# coupe syllabique des mots avec les groupes -sci- et -sce-



## ryba

Bonjour !

Je voudrais savoir comment doit-on couper les mots qui contiennent les groupes -sce- et -sce-:


piscine : *pi-scine* ou *pis-cine*

disciple : *di-sciple* ou *dis-ciple*

susceptible : *su-scep-tible* ou *sus-cep-tible

*descendre:* de-scendre* ou *des-cendre.


* Merci beaucoup d'avance.


----------



## tie-break

Voici ma tentative mais je ne suis pas sûr d'avoir bien fait...




ryba said:


> Bonjour !
> 
> Je voudrais savoir comment doit-on couper les mots qui contiennent les groupes -sce- et -sce-:
> 
> 
> piscine : *pi-scine* ou *pis-cine    pi-sci-ne*
> 
> disciple : *di-sciple* ou *dis-ciple  di-sci-ple*
> 
> susceptible : *su-scep-tible* ou *sus-cep-tible* *sus-cep-ti-ble*
> descendre:* de-scendre* ou *des-cendre.  de-scen-dre*
> 
> 
> Merci beaucoup d'avance.


----------



## ryba

Ah, e muet... 

Merci, Tie-Break.


----------



## Maître Capello

Il faut faire la coupure entre ces deux consonnes.



ryba said:


> piscine : *pi-scine* ou *pis-cine* pis-cine
> 
> disciple : *di-sciple* ou *dis-ciple* dis-ciple
> 
> susceptible : *su-scep-tible* ou *sus-cep-tible * sus-cep-tible
> descendre:* de-scendre* ou *des-cendre.* des-cendre


----------



## Thomas1

Maître Capello said:


> Il faut faire la coupure entre ces deux consonnes.
> 
> 
> 
> piscine : *pi-scine* ou *pis-cine* pis-cine
> 
> disciple : *di-sciple* ou *dis-ciple* dis-ciple
> 
> susceptible : *su-scep-tible* ou *sus-cep-tible * sus-cep-tible
> descendre:* de-scendre* ou *des-cendre.* des-cendre
Click to expand...

Est-ce que les « s » sont muets dans la prémière syllabe ? Les deux derniers mots m'interessent le plus.

Merci,
Thomas


----------



## Nanon

Thomas, dans la prononciation de tous ces mots, il n'y a qu'un seul [s]. Un double s serait très affecté... 
Ceci est indépendant de la césure, à placer à l'écrit entre deux consonnes (ce sont les _graphèmes _qu'il faut prendre en compte ici).
Tout sur les coupures ici.


----------



## CapnPrep

Voici encore plus sur les coupures. On notera que toutes les sources ne donnent pas les mêmes règles, et pour un même mot, plusieurs coupures sont parfois possibles.

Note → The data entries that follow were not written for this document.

PR #64, opened 2021-03-12
DOCSP-9588 builders indexes

kyuan-mongodb:
### Issue JIRA link:
https://jira.mongodb.org/browse/DOCSP-9588

https://docs-mongodbcom-staging.corp.mongodb.com/abd2db5/java/docsworker-xlarge/DOCSP-9588-BuildersIndexes/fundamentals/builders/indexes/

### Self-Review Checklist

### DIFF
--- a/source/fundamentals/builders/indexes.txt
+++ b/source/fundamentals/builders/indexes.txt
@@ -26,16 +26,15 @@ convenient methods for different types of indexes:
 - :ref:`Hashed Indexes <index-hashed-indexes>`
 - :ref:`Geospatial Indexes <geospatial-indexes>`
 
-In a textbook, the index provides the user a way to view pages a
-keyword they're looking for is. Likewise, an index in MongoDB groups
-data based on the field you provide and by an index builder mentioned
-above. See the :doc:`Indexes </fundamentals/indexes>` page to see
-examples of queries on indexes. 
+Indexes store small portions of the collection’s data set. The index
+stores the value of a specific field or set of fields, ordered by the
+value of the field. See the :doc:`Indexes </fundamentals/indexes>` page
+to see examples of queries on indexes. 
 
 The :java-core-api:`Indexes <com/mongodb/client/model/Indexes.html>`
-class provides static factory methods for all the MongoDB index key
-types. Each method returns a :ref:`Bson <bson>` instance, which you can
-pass to :java-sync-api:`createIndex() <com/mongodb/client/MongoCollection.html#createIndex(com.mongodb.client.ClientSession,org.bson.conversions.Bson)>`.
+class provides static factory methods for all the MongoDB index types.
+Each method returns a :ref:`Bson <bson>` instance, which you can pass to
+:java-sync-api:`createIndex() <com/mongodb/client/MongoCollection.html#createIndex(org.bson.conversions.Bson)>`.
 
 .. tip::
 
@@ -54,14 +53,21 @@ pass to :java-sync-api:`createIndex() <com/mongodb/client/MongoCollection.html#c
 Ascending
 ---------
 
-Pass the field name you want to index to the 
-:java-core-api:`ascending() <com/mongodb/client/model/Indexes.html#ascending(java.lang.String...)>`
-method to create an ascending index. An ascending index sorts the
-index key from smallest to largest.
+Create a BSON instance by passing the field name or names you want to
+index to the :java-core-api:`ascending() <com/mongodb/client/model/Indexes.html#ascending(java.lang.String...)>`
+method. Then, pass the BSON instance into the createIndex() method to
+create an ascending index. 
 
-The following example specifies an ascending index key for the ``name`` field:
+An ascending index sorts the index key from smallest to largest.
 
-.. literalinclude:: /includes/fundamentals/code-snippets/Indexes.java
+.. note:: 
+
+If an ascending or a descending index is on a single field, the sort
+operation on the field can be in either direction. 
+
+The following example specifies an ascending index on the ``name`` field:
+
+.. literalinclude:: /includes/fundamentals/code-snippets/builders/Indexes.java
    :language: java
    :dedent:
    :start-after: begin ascendingIndex
@@ -72,15 +78,16 @@ The following example specifies an ascending index key for the ``name`` field:
 Descending
 ----------
 
-Pass the field name you want to index to the 
-:java-core-api:`descending() <com/mongodb/client/model/Indexes.html#descending(java.lang.String...)>`
-method to create a descending index. A descending index sorts the
-index key from largest to smallest.
+Create a BSON instance by passing the field name or names you want to
+index to the :java-core-api:`descending() <com/mongodb/client/model/Indexes.html#descending(java.lang.String...)>`
+method. Then, pass the BSON instance into the createIndex() method to
+create a descending index. 
 
-The following example specifies a compound index key composed of
-descending index keys for the ``capacity`` field: 
+A descending index sorts the index key from largest to smallest.
 
-.. literalinclude:: /includes/fundamentals/code-snippets/Indexes.java
+The following example specifies a descending index on the ``capacity`` field: 
+
+.. literalinclude:: /includes/fundamentals/code-snippets/builders/Indexes.java
    :language: java
    :dedent:
    :start-after: begin descendingIndex
@@ -91,15 +98,16 @@ descending index keys for the ``capacity`` field:
 Compound Indexes
 ----------------
 
-Pass the field name you want to index to the 
-:java-core-api:`compoundIndex() <com/mongodb/client/model/Indexes.html#compoundIndex(org.bson.conversions.Bson...)>`
-method to create a compound index. 
+Create a BSON instance by passing the field names you want to index to
+the :java-core-api:`compoundIndex() <com/mongodb/client/model/Indexes.html#compoundIndex(org.bson.conversions.Bson...)>`
+method. Then, pass the BSON instance into the createIndex() method to
+create a compound index. 
 
-The following example specifies a compound index key composed of
-descending index keys for the ``capacity`` and ``year`` field, followed
-by an ascending index key for the ``name`` field: 
+The following example specifies a compound index composed of
+descending index on the ``capacity`` and ``year`` field, followed
+by an ascending index on the ``name`` field: 
 
-.. literalinclude:: /includes/fundamentals/code-snippets/Indexes.java
+.. literalinclude:: /includes/fundamentals/code-snippets/builders/Indexes.java
    :language: java
    :dedent:
    :start-after: begin compoundIndexExample
@@ -110,14 +118,16 @@ by an ascending index key for the ``name`` field:
 Text Indexes
 ------------
 
-Pass the field name you want to index to the 
-:java-core-api:`text() <com/mongodb/client/model/Indexes.html#text(java.lang.String)>`
-method to create a text index key. A text index groups the index key
-by the word you specify.
+Create a BSON instance by passing the field name you want to index to
+the :java-core-api:`text() <com/mongodb/client/model/Indexes.html#text(java.lang.String)>`
+method. Then, pass the BSON instance into the createIndex() method to
+create a text index key. 
 
-The following example specifies a text index key for "theaters":
+A text index groups the index key by the word you specify.
 
-.. literalinclude:: /includes/fundamentals/code-snippets/Indexes.java
+The following example specifies a text index key on the "theaters" field:
+
+.. literalinclude:: /includes/fundamentals/code-snippets/builders/Indexes.java
    :language: java
    :dedent:
    :start-after: begin textIndex
@@ -128,15 +138,17 @@ The following example specifies a text index key for "theaters":
 Hashed Indexes
 --------------
 
-Pass the field name you want to index to the 
-:java-core-api:`hashed() <com/mongodb/client/model/Indexes.html#hashed(java.lang.String)>`
-method to create a hashed index key. A hashed index groups the index
-key by its hash value.
+Create a BSON instance by passing the field name you want to index to
+the :java-core-api:`hashed() <com/mongodb/client/model/Indexes.html#hashed(java.lang.String)>`
+method. Then, pass the BSON instance into the createIndex() method to
+create a hashed index key. 
 
-The following example specifies a hashed index key for the ``capacity``
+A hashed index groups the index key by its hash value.
+
+The following example specifies a hashed index on the ``capacity``
 field:
 
-.. literalinclude:: /includes/fundamentals/code-snippets/Indexes.java
+.. literalinclude:: /includes/fundamentals/code-snippets/builders/Indexes.java
    :language: java
    :dedent:
    :start-after: begin hashedIndex
@@ -147,14 +159,16 @@ field:
 Geospatial Indexes
 ------------------
 
-Pass the field name you want to index to the 
-:java-core-api:`geo2dsphere() <com/mongodb/client/model/Indexes.html#geo2dsphere(java.lang.String...)>`
-method to create a geo2dsphere index key. A geo2dsphere index
-groups the index key by their coordinates.
+Create a BSON instance by passing the field name or names you want to
+index to the :java-core-api:`geo2dsphere() <com/mongodb/client/model/Indexes.html#geo2dsphere(java.lang.String...)>`
+method . Then, pass the BSON instance into the createIndex() method to
+create a geo2dsphere index key. 
+
+A geo2dsphere index groups the index key by their coordinates.
 
 The following example specifies a geo2dsphere index on the ``location`` field:
 
-.. literalinclude:: /includes/fundamentals/code-snippets/Indexes.java
+.. literalinclude:: /includes/fundamentals/code-snippets/builders/Indexes.java
    :language: java
    :dedent:
    :start-after: begin geo2dsphereIndex
--- a/source/fundamentals/builders/indexes.txt
+++ b/source/fundamentals/builders/indexes.txt
@@ -19,8 +19,8 @@ This guide shows you how to specify **indexes** using the Java Driver
 :doc:`builders </fundamentals/builders/>`. Index builders provide
 helper methods for the following types of indexes:
 
-- :ref:`Ascending <index-ascending>`
-- :ref:`Descending <index-descending>`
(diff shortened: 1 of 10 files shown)


ccho-mongodb (changes requested):
Left some comments. Here's a summary of my change requests:

- make sure we're adhering to MongoDB terminology when possible
- identify audience and try to include information that may help them understand the information on the page (not an easy task, but should get easier over time)
- check for any extraneous or missing content when proofreading
- always use a spell-checker before requesting a review; it's important to polish our writing with something that we can automate

source/fundamentals/builders/indexes.txt
```diff
@@ -11,3 +11,156 @@ Indexes Builders
...
+   { "_id": 4, "name": "Classy Views", "logo": "red", "capacity": 847, "year": 1998, "location": { "type": "Point", "coordinates": [-119.7412, 39.579536] } };
+   { "_id": 5, "name": "Fortune Theaters", "logo": "red", "capacity": 1368, "year": 2007, "location": { "type": "Point", "coordinates": [-100.81213, 46.829876] } };
+   { "_id": 6, "name": "8K Screening", "logo": "blue", "capacity": 619, "year": 2019, "location": { "type": "Point", "coordinates": [-118.11414, -118.114143] } };
+   { "_id": 7, "name": "Date Night", "logo": "red", "capacity": 715, "year": 2012, "location": { "type": "Point", "coordinates": [-100.50107, 31.435648] } };
+   { "_id": 8, "name": "City's Best Theaters", "logo": "red", "capacity": 888, "year": 2016, "location": { "type": "Point", "coordinates": [-78.382912, 40.490524] } };
+   { "_id": 9, "name": "Pets Movies", "logo": "blue", "capacity": 1092, "year": 2010, "location": { "type": "Point", "coordinates": [-117.674814, 33.590599] } };
+   { "_id": 10, "name": "Fancy Theaters", "logo": "red", "capacity": 673, "year": 2006, "location": { "type": "Point", "coordinates": [-72.583824, 41.998211] } };
```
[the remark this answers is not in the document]
kyuan-mongodb: It's not, but should I include one saying that is how all documents look like in the collection to show the format each index is creating?

source/fundamentals/builders/indexes.txt
```diff
@@ -11,3 +11,156 @@ Indexes Builders
...
+- :ref:`Geospatial Indexes <geospatial-indexes>`
+
+Indexes support the efficient execution of queries in MongoDB. Instead
+of checking every document, indexes help limit the search to check
+the groups of data where your query should be. See the
+:doc:`Indexes </fundamentals/indexes>` page to see examples of queries
+on indexes.  
+
+The :java-core-api:`Indexes <com/mongodb/client/model/Indexes.html>`
+class provides static factory methods for all the MongoDB Index key
```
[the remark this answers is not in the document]
kyuan-mongodb: https://mongodb.github.io/mongo-java-driver/4.2/builders/indexes/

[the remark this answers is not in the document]
ccho-mongodb: The MongoDB manual conflicts with that, see https://docs.mongodb.com/manual/indexes/

Unless it's something specific to the Java implementation, we should try to stay consistent with the terminology standards used in the MongoDB manual. If uncertain, you can reach out to the Java driver engineers on Slack to determine whether it is specific to the Java implementation. If it is, we should make a point to explain it if it's not documented anywhere else.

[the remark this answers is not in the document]
ccho-mongodb: Also, what do you think about this comment about "index key"? I saw you resolved it, but not sure it was addressed:
https://github.com/mongodb/docs-java/pull/64#discussion_r594717698

source/fundamentals/builders/indexes.txt
```diff
@@ -11,3 +11,150 @@ Indexes Builders
...
+
+Like an index in a textbook, an index in MongoDB groups data based
+on the field you provide and by an index builder mentioned above. See
+the :doc:`Indexes </fundamentals/indexes>` page to see examples of
+queries on indexes. 
+
+The :java-core-api:`Indexes <com/mongodb/client/model/Indexes.html>`
+class provides static factory methods for all the MongoDB Index key
+types. Each method returns a :ref:`Bson <bson>` instance, which you can
+pass to `createIndex() <https://mongodb.github.io/mongo-java-driver/4.2/apidocs/mongodb-driver-sync/com/mongodb/client/MongoCollection.html#createIndex(com.mongodb.client.ClientSession,org.bson.conversions.Bson)>`_.
```
ccho-mongodb, line 37: Let's use the java-docs directive here so that it's theoretically easier to update in the future.

source/fundamentals/builders/indexes.txt
```diff
@@ -11,3 +11,150 @@ Indexes Builders
...
+convenient methods for different types of indexes:
+
+- :ref:`Ascending <index-ascending>`
+- :ref:`Descending <index-descending>`
+- :ref:`Compound Indexes <index-compound-indexes>`
+- :ref:`Text Indexes <index-text-indexes>`
+- :ref:`Hashed Indexes <index-hashed-indexes>`
+- :ref:`Geospatial Indexes <geospatial-indexes>`
+
+Like an index in a textbook, an index in MongoDB groups data based
```
ccho-mongodb, line 29: I like that you're using using an analogy, but I think this one might need more explanation. I should be able to read the description of how MongoDB groups data in the context of a textbook which would read:

In an index in a textbook, data is grouped based on the field you provide and an index builder.

Not sure what that corresponds to in a textbook. Maybe you can just limit the sentence to what parts of it are exactly the same and then describe the details specific to MongoDB in a following sentence.

source/fundamentals/builders/indexes.txt
```diff
@@ -11,3 +11,150 @@ Indexes Builders
...
+   The examples below assume this static import.
+
+.. _index-ascending:
+
+Ascending
+---------
+
+Pass the field name you want to index to the 
+:java-core-api:`ascending() <com/mongodb/client/model/Indexes.html#ascending(java.lang.String...)>`
+method to create an ascending index. An ascending index will sort the
```
ccho-mongodb, line 58: Let's avoid using the future tense (identified here by "will") when possible as the style guide asks to use present tense https://docs.mongodb.com/meta/style-guide/writing/use-present-tense/:

```suggestion
method to create an ascending index. An ascending index sorts the
```

Applies to all instances.

source/fundamentals/builders/indexes.txt
```diff
@@ -11,3 +11,150 @@ Indexes Builders
...
+
+Text Indexes
+------------
+
+Pass the field name you want to index to the 
+:java-core-api:`text() <com/mongodb/client/model/Indexes.html#text(java.lang.String)>`
+method to create a text index key. A text index will group the index key
+by the word you specify.
+
+The following example specifies a text index key for "Theaters":
```
ccho-mongodb, line 117: Let's use lowercase for field names to follow javascript naming conventions. There's technically no restriction, but we use the javascript/JSON camelCase convention throughout our documentation.

ccho-mongodb (changes requested):
Looks mostly good, left a few comments to address.

source/fundamentals/builders/indexes.txt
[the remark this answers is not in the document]
kyuan-mongodb: I agreed with "index key" and fixed all occurrences of it. 
But are you saying "Index key" should be "indexes key"?

ccho-mongodb (changes requested):
Left some comments.
I think we need to make it clear to the reader that the builder methods are not creating indexes in every section because the current wording makes it seem like they are.

source/fundamentals/builders/indexes.txt
```diff
@@ -11,3 +11,151 @@ Indexes Builders
...
+   The examples below assume this static import.
+
+.. _index-ascending:
+
+Ascending
+---------
+
+Pass the field name you want to index to the 
+:java-core-api:`ascending() <com/mongodb/client/model/Indexes.html#ascending(java.lang.String...)>`
+method to create an ascending index. An ascending index sorts the
```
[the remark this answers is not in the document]
kyuan-mongodb: It's actually mentioned at line 38 that it gets passed to createIndex(). Should it be repeated throughout each type of index as a reminder?

source/fundamentals/builders/indexes.txt
```diff
@@ -11,3 +11,151 @@ Indexes Builders
...
+
+   .. code-block:: java
+
+      import static com.mongodb.client.model.Indexes.*;
+
+   The examples below assume this static import.
+
+.. _index-ascending:
+
+Ascending
```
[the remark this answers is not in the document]
kyuan-mongodb: You mean the order of ascending and descending don't matter in a compound index?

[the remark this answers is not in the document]
ccho-mongodb: No, maybe I need to be more clear in my comment-writing. You can read it as follows:

Somewhere, we should mention that if we only specify a single index key -- not a compound one -- it does not matter whether we create an ascending or descending index because MongoDB can scan both directions.

source/fundamentals/builders/indexes.txt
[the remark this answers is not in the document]
ccho-mongodb: I'm not making the claim that no user can draw the connection if they've read the text around line 38, but it does require additional information to be interpreted correctly.

Your sentence  "[you can] pass the field name you want to index to the ascending() method to create an ascending index" reads as if that is the only step to create the index.

Take this sentence as an example of a sentence that also requires additional information to make sense:
"Save your file in VSCode to publish it on docs.mongodb.com."

And if I included a statement earlier that said "you need to commit saved files to a repository that has an autobuilder webhook set up to publish your documentation", you've pointed the user to a potential outcome, but it doesn't mean that saving your file achieves the outcome of publishing it on docs.mongodb.com.

The Builders are only creating Bson instances, so if you want to claim that they create the index, you need to qualify it by stepping through what's required to reach the outcome of creating it. Let me know if that makes sense.

source/fundamentals/builders/indexes.txt
```diff
@@ -11,3 +11,165 @@ Indexes Builders
...
+---------
+
+Create a BSON instance by passing the field name or names you want to
+index to the :java-core-api:`ascending() <com/mongodb/client/model/Indexes.html#ascending(java.lang.String...)>`
+method. Then, pass the BSON instance into the createIndex() method to
+create an ascending index.
```
ccho-mongodb, line 59: I think all the information is here, but let's reorder it so that we present what we're trying to accomplish first (show the user how to create an ascending index) instead of last. Also, make sure you distinguish between the ``Bson`` type and BSON format (here, we are talking about the former).

```suggestion
In order to create an ascending index, first call the ``ascending()`` builder method to create a ``Bson`` instance that represents the index document., passing the name or names of the fields you want to index. Then, call 
the ``createIndex()`` method on the collection, passing the``Bson`` instance that contains the index document.
```

Same recommendation for all instances.

source/fundamentals/builders/indexes.txt
```diff
@@ -11,3 +11,165 @@ Indexes Builders
...
+
+Ascending
+---------
+
+Create a BSON instance by passing the field name or names you want to
+index to the :java-core-api:`ascending() <com/mongodb/client/model/Indexes.html#ascending(java.lang.String...)>`
+method. Then, pass the BSON instance into the createIndex() method to
+create an ascending index. 
+
+An ascending index sorts the index key from smallest to largest.
```
ccho-mongodb, line 61: Should this be at the top of the section so the reader understands what they're looking at before reading how to implement it? 

Same question for all instances.

source/fundamentals/builders/indexes.txt
```diff
@@ -11,3 +11,165 @@ Indexes Builders
...
+
+Geospatial Indexes
+------------------
+
+Create a BSON instance by passing the field name or names you want to
+index to the :java-core-api:`geo2dsphere() <com/mongodb/client/model/Indexes.html#geo2dsphere(java.lang.String...)>`
+method. Then, pass the BSON instance into the createIndex() method to
+create a geo2dsphere index key. 
+
+A geo2dsphere index groups the index key by their coordinates.
```
ccho-mongodb, line 167: This might be more accurate and succinct since the index groups documents, not index keys:

```suggestion
A geo2dsphere index groups documents by the coordinates in the indexed field.
```

Similar comment applies to all instances in which you mention "groups the index key".

source/fundamentals/builders/indexes.txt
ccho-mongodb: The index key is the name of the field, e.g.
```
{ item: 1, quantity: -1 }
```
In the above document that specifies an index, "item" and "quantity" are the index keys. The index sorts documents according to the values they hold in those fields. The index is a btree data structure that's optimized for locating and ordering results based on the type of index. MongoDB traverses the btree (index) to locate documents or provide a sort order. Documents in the collection do not contain index keys, just fields and values. 

```suggestion
An ascending index enables you to sort query results by the value of the indexed field(s) from smallest to largest.
```

Similar comment applies to all instances.

ccho-mongodb (changes requested):
I think all the information is there, but could use a little clean up and clarification.

source/fundamentals/builders/indexes.txt
```diff
@@ -11,3 +11,181 @@ Indexes Builders
...
+- :ref:`Descending <index-descending>`
+- :ref:`Compound Indexes <index-compound-indexes>`
+- :ref:`Text Indexes <index-text-indexes>`
+- :ref:`Hashed Indexes <index-hashed-indexes>`
+- :ref:`Geospatial Indexes <index-geospatial-indexes>`
+
+Indexes store a subset of the collection’s data set. The index stores
+the value of a specific field or set of fields, ordered by the value of
+the field. See our guide on :doc:`Indexes </fundamentals/indexes>` to
+see examples of queries covered by indexes.
```
ccho-mongodb, line 32: Nitpick: sorry, missed this in my suggestion from the previous review. No change necessary, but it might be better to ask them to "see" only once.
```suggestion
the field. See our guide on :doc:`Indexes </fundamentals/indexes>` for
examples of queries covered by indexes. 
```

source/fundamentals/builders/indexes.txt
```diff
@@ -11,3 +11,181 @@ Indexes Builders
...
+- :ref:`Geospatial Indexes <index-geospatial-indexes>`
+
+Indexes store a subset of the collection’s data set. The index stores
+the value of a specific field or set of fields, ordered by the value of
+the field. See our guide on :doc:`Indexes </fundamentals/indexes>` to
+see examples of queries covered by indexes. 
+
+The :java-core-api:`Indexes <com/mongodb/client/model/Indexes.html>`
+class provides static factory methods for all the MongoDB index types.
+Each method returns a :java-docs:`Bson <apidocs/bson/org/bson/conversions/Bson.html?is-external=true>`
```
ccho-mongodb, line 36: Nitpick: `?is-external=true` isn't necessary, and I'm not sure what it's used for.

```suggestion
Each method returns a :java-docs:`Bson <apidocs/bson/org/bson/conversions/Bson.html?is-external=true>` 
```

source/fundamentals/builders/indexes.txt
```diff
@@ -11,3 +11,181 @@ Indexes Builders
...
+:java-core-api:`ascending() <com/mongodb/client/model/Indexes.html#ascending(java.lang.String...)>`
+builder method to create a ``Bson`` instance that represents the index
+document, passing the name or names of the fields you want to index.
+Then, call the ``createIndex()`` method on the collection, passing the ``Bson``
+instance that contains the index document.
+
+.. note:: 
+
+   If an ascending or a descending index is on a single field, the sort
+   operation on the field can be in either direction.
```
ccho-mongodb, line 70: Nitpick: I think this might be a little more clear in describing the sort behavior.

```suggestion
   If you have an ascending or a descending index on a single field, MongoDB
   can sort using the index in either direction. 
```

source/fundamentals/builders/indexes.txt
```diff
@@ -11,3 +11,181 @@ Indexes Builders
...
+
+Overview 
+--------
+
+This guide shows you how to specify **indexes** using the Java Driver
+:doc:`builders </fundamentals/builders/>`. Index builders provide
+helper methods for the following types of indexes:
+
+- :ref:`Ascending <index-ascending>`
+- :ref:`Descending <index-descending>`
```
ccho-mongodb, line 23: Nitpick:
Just thought it was strange that the other bulleted items include "Indexes" and these don't. Should they be similar/different?

ccho-mongodb (approved):
LGTM! Just a few nitpicks.

source/fundamentals/builders/indexes.txt
```diff
@@ -11,3 +11,181 @@ Indexes Builders
...
+
+.. _index-hashed-indexes:
+
+Hashed Indexes
+--------------
+
+A hashed index groups documents by the hash value in the indexed field.
+
+In order to create a hashed index, first call the
+:java-core-api:`hashed() <com/mongodb/client/model/Indexes.html#hashed(java.lang.String)>`
```
jyemin, line 155: Whoops, looks like the link to the MongoDB docs contained in the Java API docs is broken (https://docs.mongodb.com/manual/core/hashed/).

Any way we can get that link to redirect to https://docs.mongodb.com/manual/core/index-hashed/index.html?

jyemin (approved):
One comment but it's tangentially related.  LGTM!

source/fundamentals/builders/indexes.txt
kyuan-mongodb: The link I have there is actually: https://mongodb.github.io/mongo-java-driver/4.2/apidocs/mongodb-driver-core/com/mongodb/client/model/Indexes.html#hashed(java.lang.String) 

But if you'd like, I can switch it to the link you requested

jyemin: Sorry, I wasn't clear.  It's the link from the driver API docs to the MongoDB docs that is broken.  I was hoping that we can make that link work again as we can't easily update the Javadoc for already-released versions of the driver.

kyuan-mongodb: I created a ticket to get a redirect created: https://jira.mongodb.org/browse/DOP-2067?filter=-2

Normalement on ne coupe pas les digrammes (_ch_, _ph_, _gn_, …). Pourquoi cette règle ne s'appliquerait-elle pas aussi à _sc_ dans les mots donnés par ryba ? En plus la coupure de/scendre correspondrait à la division étymologique (mais pas dans su/sceptible).


----------



## itka

CapnPrep said:


> Voici encore plus sur les coupures. On notera que toutes les sources ne donnent pas les mêmes règles, et pour un même mot, plusieurs coupures sont parfois possibles.



Je ne vois pas ce que tu veux dire. Quelles règles sont différentes ? Je ne crois pas qu'il y ait plusieurs possibilités pour un même mot...Du moins, ce n'est pas ce qu'on m'a appris.



> Normalement on ne coupe pas les digrammes (_ch_, _ph_, _gn_, …). Pourquoi cette règle ne s'appliquerait-elle pas aussi à _sc_ dans les mots donnés par ryba ? En plus la coupure de/scendre correspondrait à la division étymologique (mais pas dans su/sceptible).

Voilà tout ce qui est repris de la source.